After more than two decades, the United States and its allies officially ended their occupation of Afghanistan, the first, but not the last country, the U.S. of A. invaded in the name of the “War on Terror” (Iraq was the second two years later, leading to another costly, prolonged occupation).
Like the previous, decade-long war in Vietnam, Afghanistan’s U.S.-supported government, along with its supposedly well-equipped, well-trained military, almost immediately collapsed, leaving Afghans non-allied with the Taliban or any one of countless militias vulnerable to coercion, violence, or even death.
For historians, the retreat from Afghanistan and subsequent aftermath represented a knowable outcome, but outside of academic institutions and privately funded think tanks, the real-world consequences for Afghans have been nothing short of dire. The Taliban have instituted a reactionary form of Islam (sharia law) on the population, rolled back meaningful progress for women, and targeted sympathizers and suspected sympathizers of the Western occupation, with the harshest penalties saved for Afghan translators and their families.
There’s a film — maybe even a miniseries — in the predictably troubled post-occupation history of Afghanistan and Afghan translators specifically. Unfortunately, however, Kandahar, the third collaboration between star-producer Gerard Butler and director Ric Roman Waugh (Greenland, Angel Has Fallen, Snitch), isn’t that film.

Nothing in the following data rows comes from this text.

PR #224, opened 2026-08-26
Close the still-running sched slices at the tracing gate, not after the stop sequence

josefbacik:
## What changes

The sched slices still open when a capture stops now close at the instant the tracing gate closed — the end of event collection — instead of at the time the trace is finally written. `run_tracing_loop` reads `CLOCK_BOOTTIME` right after it disables the gate and returns it; `systing()` hands it to `generate_parquet_trace(tpu_recorder, end_ts)`, which passes it to every recorder shard's `finish(end_ts)` in place of the clock read that used to happen there. `finish()` closes a slice whose start stamped past the gate with zero length instead of a negative one. Docs on the three functions and in the `sched aggregate` module say what the window end means.

## Why

`generate_parquet_trace()` runs at the end of the stop sequence: after the 1 s continuous-mode stop delay, the ring-buffer drain, the joins of every poller and recorder thread and the symbol loader. On a busy host that is seconds, and under a large event backlog minutes. The final slice per CPU (`end_state = NULL`, "still running at trace end") was being cut with `dur = now − start`, so each one absorbed the whole stop latency.

`sched aggregate` takes its default window from the trace's own extent (`MIN(ts)` … `MAX(ts + dur)` over `sched_slice`), so those slices stretched the window by the same amount: across a large continuous-profiling population the window was ≈11 s at the median for a 10 s capture (the stop delay plus fast joins), but on ≈0.5 % of captures it ran to tens of seconds and up to ≈5 minutes with zero dropped events — every per-window count, `*_per_s` rate, `slice_len` maximum and the work-conservation fraction on those rows were computed over a span that contained no events. The signature on the rows is exact: `slice_len_max_ns` ≈ the window's excess over the capture length on every row, normal ones included (≈1 s: the stop delay), which also means `slice_len_max_ns` was measuring the stop phase, never a real slice.

Moving the end to the gate makes the window the span events were collected over, which is what every per-window figure divides by.

## What the reviewer decides

1. **Where the gate timestamp is read.** Immediately after `tracing_enabled = false`, before the ring consumers are told to shut down — the last instant at which a BPF program could have stamped an event. The event clock (`bpf_ktime_get_boot_ns`) and the gate read are independent, so an in-flight event can stamp microseconds past the gate; `finish()` clamps that slice to zero length rather than emitting a negative duration, and the new unit test pins both the gate close and the clamp.
2. **No change to `sched aggregate`'s window query for traces written by earlier recorders.** Their open slices still end after the stop sequence. A belt would be to take the window end from the last *completed* slice or marker (`MAX(ts + dur) WHERE end_state IS NOT NULL`, `MAX(ts)` otherwise) — but for traces from this recorder that would end the window at the last switch instead of the gate and shorten idle hosts' windows, so it is left out; the module docs tell a reader of older rows to compare by `window_ns` and to read `slice_len_p99_ns` rather than the maximum. Happy to add the belt behind a flag if wanted.

No schema, version, or BPF change; the `sched aggregate` output shape is unchanged.

## Tests

`sched::tests::test_finish_closes_running_slices_at_the_gate` — a task still running closes exactly at the passed `end_ts`; a completed slice keeps its event-clock length; a task switched in past the gate gets a zero-length final slice. The existing `test_finish_drains_all_buffered_record_types` keeps its explicit `end_ts`. `cargo test --lib --bins sched`, `cargo clippy --all-targets`, `cargo fmt --check` — results in the PR's first comment.

### DIFF
--- a/src/analyze/sched_aggregate.rs
+++ b/src/analyze/sched_aggregate.rs
@@ -66,6 +66,14 @@
 //!   that its state is unknown); CPUs with no events at all are reported as
 //!   unobserved, never assumed idle or busy. Waits that do not end inside the
 //!   window are counted as censored, never extrapolated.
+//! - The default window is the trace's own extent: from its first slice or
+//!   runnable marker to the end of its last slice. The recorder closes the
+//!   slices still open when collection stops at the instant the tracing gate
+//!   closed, so that end is the end of collection. (Traces written by
+//!   recorders before that change closed them after the stop sequence — ring
+//!   drain and thread joins — so on a loaded host their window, `slice_len`
+//!   maximum and every per-window count or rate carry that stop latency;
+//!   compare such rows by `window_ns`, not by `max`.)
 //!
 //! Percentiles come from a log-linear histogram (16 sub-buckets per octave,
 //! upper bucket edge reported, so a percentile is at most 6.25% above the
--- a/src/sched.rs
+++ b/src/sched.rs
@@ -420,6 +420,13 @@ impl SchedEventRecorder {
     /// 2. Emit unpaired IRQs/softirqs with dur=0
     /// 3. Drain every locally buffered record type to the collector
     ///
+    /// `end_ts` is the instant event collection ended — the tracing gate, not
+    /// the time this method happens to run — and is where the final slices
+    /// close. A switch observed in the last microseconds before the gate can
+    /// carry a timestamp past it (the gate and the event clock are read
+    /// independently), so a slice that would end before it started is
+    /// closed with zero length instead of a negative one.
+    ///
     /// Returns the streaming collector so the caller can call finish() on it.
     pub fn finish(&mut self, end_ts: i64) -> Result<Option<Box<dyn RecordCollector + Send>>> {
         if self.streaming_collector.is_some() {
@@ -428,7 +435,7 @@ impl SchedEventRecorder {
                 .cpu_states
                 .iter()
                 .map(|(cpu, state)| {
-                    let dur = end_ts - state.start_ts;
+                    let dur = (end_ts - state.start_ts).max(0);
                     SchedSliceRecord {
                         ts: state.start_ts,
                         dur,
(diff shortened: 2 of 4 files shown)


josefbacik:

Review mechanics: the repository's `rust-bpf-code-reviewer` agent definition (blob `3739c8b3`, unchanged since the last review) was executed in-session over the full diff of this branch against `main` (v1.15.2 `d68f618`): `src/systing_core.rs`, `src/session_recorder.rs`, `src/sched.rs`, `src/analyze/sched_aggregate.rs`; +116/−10, all five passes. No BPF, schema, recorder-table, Python-version or ELF-parsing code is touched; `Cargo.toml`'s version is untouched; the `sched aggregate` output shape is unchanged (the only hunk there is module documentation).

### Summary
Moves the timestamp at which a capture's still-open sched slices close from "whenever the trace is written" (after the ring drain and every thread join) to the instant the tracing gate closed, by returning that instant from `run_tracing_loop` and passing it through `generate_parquet_trace` to `SchedEventRecorder::finish`. The plumbing is the smallest that works (one returned value, one new parameter, one clamp) and every caller is updated; the new unit test pins both the gate close and the clamp.

### Critical Issues
None.

### Improvements
- (Taken before commit) `finish()` clamps a final slice to zero length when an in-flight switch stamped past the gate, rather than writing a negative `dur`; the gate and the event clock are read independently, so that ordering can occur and is now covered by `test_finish_closes_running_slices_at_the_gate`.
- (Taken before commit) The gate timestamp escapes the skel-lifetime block through a deferred `let capture_end_ts: i64;` assigned exactly once, instead of turning a 700-line block into an expression or widening the block's scope — the compiler checks the single initialization.

### Suggestions
- The memory recorder's end-of-capture rows (`stop_phase("memory recorder end samples")`) still stamp `CLOCK_BOOTTIME` after the stop sequence. Those are point samples, not durations, so the stretch does not propagate into a window — but stamping them at the gate too would make "end of capture" one instant everywhere. Separate change if wanted.
- For traces written by recorders before this change, `sched aggregate` could take its window end from the last completed slice or marker instead of the last slice end. Left out deliberately (it would shorten idle hosts' windows on new traces); recorded in the PR body as the reviewer's call, and in the module docs as a read rule for older rows.
- The doc comment on `generate_parquet_trace` is four sentences on one parameter; it carries the why (the stop sequence's latency) rather than the what, which is the standard this tree holds comments to, but it could lose its last clause without losing the point.

### Positive Notes
- The gate read sits between `tracing_enabled = false` and `ringbuf_shutdown.signal()` — after the last instant a BPF program could stamp an event and before any consumer is told to stop — so the value means exactly what the name says.
- The test constructs the past-the-gate case explicitly (a switch stamped at 10_020 against a gate of 10_000) beside the normal gate close, so the new boundary is the thing under test, not an incidental.
- `cargo fmt --check`, `cargo clippy --all-targets` (clean) and `cargo test --lib --bins sched` (35 passed, 0 failed) on the branch; no new dependencies.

While it feints in that general direction, attempting to simplify, not to mention dramatize, the overlapping, contradictory conflicts between border countries (Iran, Pakistan) and internal fracture (the Taliban vs. everyone else), the demands of the commercial market dictate a superficial gloss at best, a confusing, muddled mess at worst whenever Kandahar ventures into geopolitics for more than a few minutes at a time.
Kandahar centers on a staple Butler character, Tom Harris in this incarnation, a world-weary CIA operative — on loan from MI6, no less, to cover for his Scottish accent — whose super combat skills, quick thinking, and indomitable, can-do attitude make him a perfect fit for perpetual war and an imperfect one everywhere else, including, of course, a faltering marriage about to end in divorce and a high-school daughter, Ida (Olivia-Mai Barrett), graduating in a few days.
If that artificial deadline (high-school graduation) doesn’t exactly qualify as high-stakes scenario-wise, Harris’s involvement in a covert mission in Iran to delay their burgeoning nuclear program should. Harris’s mission ends in a spectacular explosion, nightly news coverage, and a Pentagon whistleblower leak to a chatty British reporter, Luna Cujai (Nina Toussaint-White).
That, in turn, reveals Harris’s real identity just as he’s back in-country on a second mission, leading to an unlikely, film-long partnership between Harris and the Afghan-born translator, Mohammed “Mo” Doud (Navid Negahban), who joins him in Afghanistan. Mohammed has reasons of his own for returning to Afghanistan, but they take second position once Harris finds himself the subject of a manhunt involving the Taliban, a coldly efficient Pakistani agent, Kahil (Ali Fazal), and an anguished Iranian colonel, Farzad Asadi (Bahador Foladi).
Everyone has their reasons for capturing Harris, though the Iranians have the strongest claim (i.e., the countless, unseen deaths at the super-secret nuclear facility, national pride/propaganda) while Kahil, a deeply cynical operative eager to leave the Middle East for debauched dens of Western iniquity, has the least. Kahil, though, also functions as the in-film version of a Terminator-like character, relentless in his pursuits, near invulnerable to projectiles, large and small, and fast-moving vehicles.
Kandahar takes the better part of an hour to move from the first, tense scene of Harris sabotaging the nuclear facility to the second, an escalating car chase through the streets of Herat before a short sojourn in the dusty mountains separating Herat and the extraction site, an abandoned U.S. air base, outside Kandahar. An extended, tightly choreographed nighttime sequence pitting Harris in night goggles vs. a helicopter functions as the film’s action highlight before another action break. What follows doesn’t necessarily impress, though like everything else in Kandahar, it’s defined by Waugh’s general competency behind the camera and in the editing room.
Butler may not be exactly stretching or challenging himself as an actor here. That’s not necessarily a knock on Butler, though.
By this point in his career, Butler keenly understands his strengths and weaknesses as an actor and makes sure to maximize the former and minimizing the latter, delivering another quietly intense, physically energetic performance, short on dialogue and long on meaningful, intense stares. For some action fans, that might just be enough to recommend Kandahar to them.
Kandahar opens today (Friday, May 26) exclusively in movie theaters, via Open Road Films.